Problem details ::
Please return each record exactly as it stands.

Saved data entries
Issue #1026, opened 2016-04-22
openstack-ansible-security role is missing when upgrading from 12.1 -> 12.2


git-harry:
##### What version (commit) do you encounter this issue on?
12.2
##### What type of issue is this (bug, feature, documentation, regression)?
bug
##### What is the expected behavior?
Running the deploy.sh script in 12.2 on an existing 12.1 deployment should result in the script exiting after successfully running the playbooks.
##### What is actually happening?
The 12.2 version of deploy.sh fails with 
```
23:57:54 + run_ansible setup-hosts.yml
23:57:54 + openstack-ansible --forks 4 setup-hosts.yml
23:57:54 Variable files: "-e @/etc/openstack_deploy/user_apt_conf_files.yml -e @/etc/openstack_deploy/user_extras_secrets.yml -e @/etc/openstack_deploy/user_extras_variables.yml -e @/etc/openstack_deploy/user_secrets.yml -e @/etc/openstack_deploy/user_variables.yml "
23:57:55 ERROR: cannot find role in /jenkins/workspace/RPC-AIO/openstack-ansible/playbooks/roles/openstack-ansible-security or /jenkins/workspace/RPC-AIO/openstack-ansible/playbooks/openstack-ansible-security or /etc/ansible/roles/openstack-ansible-security
```
This is taken from http://jenkins.propter.net/job/RPC-AIO/4361/consoleFull
##### How can we reproduce this issue?
Deploy an AIO from r12.1.0rc3
Checkout liberty-12.2 and run deploy.sh
##### How can we verify your issue is addressed?
Running 12.2 deploy.sh on an existing 12.1 deployment will cause openstack-ansible-security to be downloaded.
##### If this is a large issue, what can be done immediately to alleviate the issue while working on a longer-term solution?
To mitigate this, the script openstack-ansible/scripts/bootstrap-ansible.sh can be run prior to running deploy.sh.
##### What is your evaluation on the importance of this issue, and why?
High, this impacts the 12.2 release
###### Remove branches (lines) you do not wish to target.
- [x] Master
- [x] liberty-12.2
- [x] liberty-12.1

PR #1032, opened 2016-04-26
Bootstrap Ansible whenever deploy.sh is run

git-harry:
openstack-ansible/scripts/bootstrap-ansible.sh is used to setup Ansible
which includes downloading the roles required by openstack-ansible
(OSA).

deploy.sh is updated so that bootstrap-ansible.sh runs whenever
deploy.sh does. This resolves an issue where the role
openstack-ansible-security is not getting downloaded because OSA
introduced it as part of a patch release.

This change should also ensure that all the OSA required roles are at
the correct versions as well as Ansible itself.

Issue: https://github.com/rcbops/rpc-openstack/issues/1026
(cherry picked from commit c756edd0a78ccc1ad737fb5b8d834c2cec522100)

### DIFF
--- a/scripts/deploy.sh
+++ b/scripts/deploy.sh
@@ -32,7 +32,7 @@ function run_ansible {
 cd ${OA_DIR}
 
 # bootstrap ansible and install galaxy roles (needed whether AIO or multinode)
-which openstack-ansible || ./scripts/bootstrap-ansible.sh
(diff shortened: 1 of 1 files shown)


prometheanfire:
simple backport :+1:

tomc603:
Same as before, this looks fine. 👍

Response area ::
Issue #1026, opened 2016-04-22
openstack-ansible-security role is missing when upgrading from 12.1 -> 12.2


git-harry:
##### What version (commit) do you encounter this issue on?
12.2
##### What type of issue is this (bug, feature, documentation, regression)?
bug
##### What is the expected behavior?
Running the deploy.sh script in 12.2 on an existing 12.1 deployment should result in the script exiting after successfully running the playbooks.
##### What is actually happening?
The 12.2 version of deploy.sh fails with 
```
23:57:54 + run_ansible setup-hosts.yml
23:57:54 + openstack-ansible --forks 4 setup-hosts.yml
23:57:54 Variable files: "-e @/etc/openstack_deploy/user_apt_conf_files.yml -e @/etc/openstack_deploy/user_extras_secrets.yml -e @/etc/openstack_deploy/user_extras_variables.yml -e @/etc/openstack_deploy/user_secrets.yml -e @/etc/openstack_deploy/user_variables.yml "
23:57:55 ERROR: cannot find role in /jenkins/workspace/RPC-AIO/openstack-ansible/playbooks/roles/openstack-ansible-security or /jenkins/workspace/RPC-AIO/openstack-ansible/playbooks/openstack-ansible-security or /etc/ansible/roles/openstack-ansible-security
```
This is taken from http://jenkins.propter.net/job/RPC-AIO/4361/consoleFull
##### How can we reproduce this issue?
Deploy an AIO from r12.1.0rc3
Checkout liberty-12.2 and run deploy.sh
##### How can we verify your issue is addressed?
Running 12.2 deploy.sh on an existing 12.1 deployment will cause openstack-ansible-security to be downloaded.
##### If this is a large issue, what can be done immediately to alleviate the issue while working on a longer-term solution?
To mitigate this, the script openstack-ansible/scripts/bootstrap-ansible.sh can be run prior to running deploy.sh.
##### What is your evaluation on the importance of this issue, and why?
High, this impacts the 12.2 release
###### Remove branches (lines) you do not wish to target.
- [x] Master
- [x] liberty-12.2
- [x] liberty-12.1

PR #1032, opened 2016-04-26
Bootstrap Ansible whenever deploy.sh is run

git-harry:
openstack-ansible/scripts/bootstrap-ansible.sh is used to setup Ansible
which includes downloading the roles required by openstack-ansible
(OSA).

deploy.sh is updated so that bootstrap-ansible.sh runs whenever
deploy.sh does. This resolves an issue where the role
openstack-ansible-security is not getting downloaded because OSA
introduced it as part of a patch release.

This change should also ensure that all the OSA required roles are at
the correct versions as well as Ansible itself.

Issue: https://github.com/rcbops/rpc-openstack/issues/1026
(cherry picked from commit c756edd0a78ccc1ad737fb5b8d834c2cec522100)

### DIFF
--- a/scripts/deploy.sh
+++ b/scripts/deploy.sh
@@ -32,7 +32,7 @@ function run_ansible {
 cd ${OA_DIR}
 
 # bootstrap ansible and install galaxy roles (needed whether AIO or multinode)
-which openstack-ansible || ./scripts/bootstrap-ansible.sh
(diff shortened: 1 of 1 files shown)


prometheanfire:
simple backport :+1:

tomc603:
Same as before, this looks fine. 👍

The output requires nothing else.